Limitations & Future Work

  • Reliance on small, manually constructed datasets: DiagramQAE contains only 100 diagrams, 500 tasks, and 10 participants across three types of diagrams, limiting its scale, diversity, and statistical strength.
  • Cascading error propagation in the pipeline: Reconstruction errors propagate to recognition and then to LLM. Although FE compensates for attribute deviations, structural errors in the reconstruction phase (like incorrect reconnection or missed splits) are hard to fully correct downstream.
  • LLM-side remains a black-box external component: The method is responsible for structuring diagrams, but the final Q&A/editing quality still fluctuates based on the LLM's intrinsic capabilities (e.g., Claude 3.7 only scores 61%/68.5% even after standardization).
  • Limited diagram categories: Currently focused on flowcharts, mind maps, and state machines; generalizability to diagrams with complex free-form curves, dense nesting, or embedded tables remains to be verified.
  • Future directions: Constructing a closed feedback loop among reconstruction, recognition, and LLM (utilizing LLM logical validation to feed back and correct reconstruction/recognition errors), and extending both the dataset scale and diagram categories.
  • vs. Offline stroke reconstruction (path-finding, semantic segmentation, edge detection): These methods either require prior assumptions on line shapes and locations (only handling standardized diagrams) or end up with broken lines at intersections. This work employs "segmentation + connectivity matching reconnection + split point detection" for language-agnostic general reconstruction, robustly handling hand-drawn intersections and achieving SOTA.
  • vs. Offline recognition (Faster R-CNN, Arrow R-CNN): They only perform region/bounding-box level recognition, which drops sharply in precision when nodes are dense or connections overlap, failing to achieve stroke-level instance segmentation. This work realizes instance-level stroke recognition.
  • vs. Online recognition (Inst-GNN, DyGAT, SpaceGTN): These methods are restricted to online diagrams and rely on simple feature concatenation, which fails in the presence of attribute deviations in reconstructed strokes. This work utilizes diffusion-enhanced GTN to achieve high-precision recognition on reconstructed strokes.

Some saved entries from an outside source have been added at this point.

PR #412, opened 2024-09-10
tests/emulator: add license, lint with ruff

t184256:
Adds ruff-based linting for python files.

Related to @shelvacu's https://github.com/nix-community/nix-on-droid/pull/393,
where I do appreciate the idea of linting, but I'd like to have it decoupled from script-building time.


Gerschtli (approved):
The new formatting LGTM, though I am not that familiar with ruff or its alternatives. But basic linting and formatting is always a good thing :)

.github/workflows/lints.yml
```diff
@@ -17,3 +17,19 @@ jobs:
...
+
+    steps:
+      - name: Checkout repository
+        uses: actions/checkout@v4
+
+      - name: Install nix
+        uses: cachix/install-nix-action@v25
+
+      - name: Run ruff linter
+        run: nix run 'nixpkgs#ruff' -- check
```
shelvacu, line 32: in the interest of running the version of ruff we expect to run, shouldn't this point to something in `flake.nix`? Unfortunately I don't think `nix run .#nixpkgs.legacyPackages.x86_64.ruff` works but we could expose ruff in the flake and run that.

shelvacu (approved):
minor nitpick but looks good

t184256:
hm. maybe it'd be more logical to pack it into a flake check than to expose ruff from it? I don't have experience with flake checks though.

Gerschtli:
in the end, a flake check is just a derivation that either ends with `touch $out` in case of success or with `exit 1` in case of error.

  • vs. Existing LLM diagram interactions (pre-built knowledge base + natural language retrieval): They only support simple Q&A and cannot directly edit complex offline diagrams. This work enables LLMs with semantic reasoning, logical validation, and precise editing via standardized data structures.

Rating

  • Novelty: ⭐⭐⭐⭐ Combines "offline-to-online stroke reconstruction + diffusion-enhanced recognition + feeding standardized structures to LLMs" into a complete pipeline; using diffusion as a conditional fusion engine is quite novel.

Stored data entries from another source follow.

PR #442, opened 2025-02-16
Install on vanilla termux

izelnakri:
This PR is incomplete, instead we should create another bootstrap zip for termux specifically while respecting existing nix-on-droid-app code contract. 

I created a PR here to show you @t184256 the only working bootstrap zip for termux, after 2+ hours of manual cross-compilation from my machine to scp it and set it up on the android device:

```sh
[pc:~/nix-on-droid]$ NIX_ON_DROID_CHANNEL_URL=https://github.com/KoviRobi/nix-on-droid/archive/refs/heads/install-on-vanilla-termux.tar.gz \
                     NIX_ON_DROID_FLAKE_URL=github:KoviRobi/nix-on-droid/install-on-vanilla-termux \
                     nix build ".#bootstrapZip-aarch64" --impure
[android:~]$ scp pc:nix-on-droid/result/bootstrap-aarch64.tar.gz .
[android:~]$ mkdir ../nix/
[android:~]$ tar xf ~/bootstrap-aarch64.tar.gz -C ../nix/
[android:~]$ chmod +w -R ../nix/
[android:~]$ ../nix/bin/login
```

### DIFF
--- a/flake.lock
+++ b/flake.lock
@@ -7,11 +7,11 @@
         ]
       },
       "locked": {
-        "lastModified": 1709445365,
-        "narHash": "sha256-DVv6nd9FQBbMWbOmhq0KVqmlc3y3FMSYl49UXmMcO+0=",
+        "lastModified": 1732482255,
+        "narHash": "sha256-GUffLwzawz5WRVfWaWCg78n/HrBJrOG7QadFY6rtV8A=",
         "owner": "nix-community",
         "repo": "home-manager",
-        "rev": "4de84265d7ec7634a69ba75028696d74de9a44a7",
+        "rev": "a9953635d7f34e7358d5189751110f87e3ac17da",
         "type": "github"
       },
       "original": {
@@ -31,11 +31,11 @@
         "nmt": "nmt"
       },
       "locked": {
-        "lastModified": 1705252799,
-        "narHash": "sha256-HgSTREh7VoXjGgNDwKQUYcYo13rPkltW7IitHrTPA5c=",
+        "lastModified": 1729445390,
+        "narHash": "sha256-TxJ7RZLlBkKWZos1ai3eWIH0fBq1G6SVE+q3dW+0qRU=",
         "owner": "Gerschtli",
         "repo": "nix-formatter-pack",
-        "rev": "2de39dedd79aab14c01b9e2934842051a160ffa5",
+        "rev": "9f4bcf647cad2edafda7e1143071e0daf37cbc41",
         "type": "github"
       },
       "original": {
@@ -46,31 +46,15 @@
     },
     "nixpkgs": {
       "locked": {
-        "lastModified": 1708172716,
-        "narHash": "sha256-3M94oln0b61m3dUmLyECCA9hYAHXZEszM4saE3CmQO4=",
+        "lastModified": 1732665169,
+        "narHash": "sha256-BWzlDJpfcE7DgxtAkeXHnU69Iz6cU64yCgE6b+hqds8=",
         "owner": "NixOS",
         "repo": "nixpkgs",
-        "rev": "5d874ac46894c896119bce68e758e9e80bdb28f1",
+        "rev": "69661586d1c9d85e859887d95285f6fc92521657",
         "type": "github"
       },
       "original": {
         "owner": "NixOS",
-        "repo": "nixpkgs",
-        "type": "github"
-      }
-    },
-    "nixpkgs-docs": {
-      "locked": {
-        "lastModified": 1705957679,
-        "narHash": "sha256-Q8LJaVZGJ9wo33wBafvZSzapYsjOaNjP/pOnSiKVGHY=",
-        "owner": "NixOS",
-        "repo": "nixpkgs",
-        "rev": "9a333eaa80901efe01df07eade2c16d183761fa3",
-        "type": "github"
-      },
-      "original": {
-        "owner": "NixOS",
-        "ref": "release-23.05",
         "repo": "nixpkgs",
         "type": "github"
       }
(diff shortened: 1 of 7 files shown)


t184256:
Quick question: what's the benefit of doing all of that over [nix-in-termux](https://github.com/t184256/nix-in-termux)?

izelnakri:
Hi @t184256 , I explained the reasons here: https://github.com/nix-community/nix-on-droid/issues/257#issuecomment-2661580637

Today it is VERY difficult to install nix on termux and it is manual/not automated, so we need to have this bootstrap zip hosted on the web server with the current release pipeline. Then one can even package the installation up as a Termux package: `$ pkg install nix-on-droid`

t184256:
>Hi @t184256 , I explained the reasons here: https://github.com/nix-community/nix-on-droid/issues/257#issuecomment-2661580637

No, this is about "why use nix-on-droid and Nix on Android in general".

>Today it is VERY difficult to install nix on termux and it is manual/not automated,

And I've linked to a project automating that with much fewer code than nix-on-droid.

> so we need to have this bootstrap zip hosted on the web server with the current release pipeline. Then one can even package the installation up as a Termux package: `$ pkg install nix-on-droid`

Sorry, I see 0 connection between bootstrap zips and termux debs. Why have the first if you can build the second?

izelnakri:
HI again @t184256 ,

I'm aware half of the development is proper communication & I try. Probably the best methodology/result is actually providing the changes that will make it more clear what specific changes I want.

My first 4 points explain the reasons why nix on termux instead of `nix-on-droid` a better idea:

```
a - Nix-on-droid app uses a fork of Termux which backtracks new features, changes & fixes to current Termux, if it ever gets these changes.
b - Nix-on-droid app doesn't support Termux addons which are essential if you want to run scripts/binaries in your shell environment on device boot (Termux:Boot) or service management(like previously discussed supervisord, runit or systemd: Termux:Services)
c - Nix-on-droid app doesn't support Termux RUN_COMMAND Intent interface which is required if you want to run a binary installed on users system from users another android app via Android Intent RPC framework.
d - Nix-on-droid repo targets com.termux.nix not com.termux, installing nix-on-droid on Termux is NOT trivial currently, whereas it could. Currently, manually compiling fork with very specific changes & build instructions for boostrap zip took me several hours to get a successful result after many different failed trials.
```

t184256:
Yeah, something seems broken with our communication here, but that's fine =) Let me try again:

You seem to be answering "why would one want to forego nix-on-droid Termux fork app and use Termux with Nix installed inside it".
You provide great, compelling reasons detailing how the regular Termux app user experience is better than my fork's. I respect that.
In fact, [my first attempt to run Nix on my very first Android device](https://monk.unboiled.info/pub/talks/2019/nixcon-nix-on-droid.video.mp4), a cute [~50 SLOC script called](https://github.com/t184256/nix-in-termux/blob/master/nix-in-termux) employed exactly the approach you're detailing here. It took Nix and installed it under Termux, using proot to keep Nix store at /nix/store and avoid expensive recompilation. Could've also used root, but I disgress.

Later on I've decided I don't use Termux other than for installing Nix and started a different project, nix-on-droid, that skips right past the Termux part and bootstraps from my entirely Nix-built zipball. Would be cool if Termux app allowed me to specify an url and do a couple more things differently wrt discovering the entry point. It didn't, so I forked it under nix-on-droid-app.

Six years later, you send a pull request to nix-on-droid, a project that's now easily 10x the size of nix-in-termux, that (to the best of my understanding, sorry if I understood something wrong here) does a very roundabout thing: uses this monstrosity, effectively, as an archive with Nix inside it, so that you can unpack it into your Termux environment and enjoy using Nix from there.

As I said, a valid goal in itself, except there's one thing I absolutely do not understand. There already exists an archive with Nix and all the required dependencies inside it that one can unpack and use, an official Nix release tarball. A tarball that nix-on-droid uses as a starting point for its zipball. A tarball that nix-in-termux downloads and unpacks. Half of the script is downloading it and unpacking it. Half of the script is prooting into the resulting environment. That's literally all to it. You can just do the same, maybe fork my nix-in-termux repo, update the urls/hashes and maintain it in its 50 SLOC glory. Unless I'm missing something?

Instead you file a pull request to nix-on-droid, a much larger project with an established userbase, to make it suit your needs, one that'd render their installs broken. With no tests, no upgrade paths, no nothing.

Hope that clarifies my confusion about your request: why this PR to nix-on-droid instead of reviving nix-in-termux?

Or doing that thing you've proposed with packaging nix as part of Termux. That sounds neat.

izelnakri:
@t184256 Thanks for the very good explanation! This PR is not finished as you correctly pointed out it doesnt even include any tests or finished solution also I certainly appreciate & respect your solution when it comes installing nix on android devices.

>In fact, [my first attempt to run Nix on my very first 64-bit Android device](https://monk.unboiled.info/pub/talks/2019/nixcon-nix-on-droid.video.mp4), a cute [~50 SLOC script called nix-in-termux](https://github.com/t184256/nix-in-termux/blob/master/nix-in-termux) employed exactly the approach you're detailing here. It took Nix and installed it under Termux, using proot to keep Nix store at /nix/store and avoid expensive recompilation. Could've also used root, but I digress.

I tried the 50LOC script and it didnt work for me **yesterday**, dont remember the specific error unfortunately but I **really** tried building this with that script, with my fork with changes etc. **Only** these changes worked.

> You can just do the same, maybe fork my nix-in-termux repo, update the urls/hashes and maintain it in its 50 SLOC glory. Unless I'm missing something?

I did precisely that, it didn't work. So I had to manually compile the bootstrap zip myself and wait **hours** of compilation and unpack it to my android device. Thus I suggest streamlining this process by adding a termux zip/tar to the release/web server pipeline.

> "why this PR to nix-on-droid instead of reviving nix-in-termux"?

I also suggest removal of the nix-on-droid android app/simplifying/removing a lot of code here. I come from Ruby background where we had tons of ways to solve a problem, later in my life I realized its is MUCH better solution to remove code from a system whenever possible and support the best solution more and potential remove the curse of choice for others. Thus I also suggest to endorse "nix-in-termux" approach more, but thats of course up to you.

I know PR is still incomplete, let me know if you'd like me to have a look for the right needed changes. I'll probably get back to this PR but it might take few days/weeks.

Thanks again for this awesome solution! I just think it can be better :pray:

  • Experimental Thoroughness: ⭐⭐⭐⭐ Achieves SOTA across multiple reconstruction/recognition datasets, presents clear FE ablation, and demonstrates consistent gains in 4-LLM user experiments; however, DiagramQAE's scale is relatively small.
  • Writing Quality: ⭐⭐⭐⭐ Clear chain from motivation to method and experiments, with comprehensive formulas and algorithms; minor formatting errors in original PDF tables slightly affect readability.
  • Value: ⭐⭐⭐⭐ Digitizing offline diagrams and enabling LLM-based editing is a high-frequency, actual demand. Both the formulation and dataset hold value for practical applications and future research.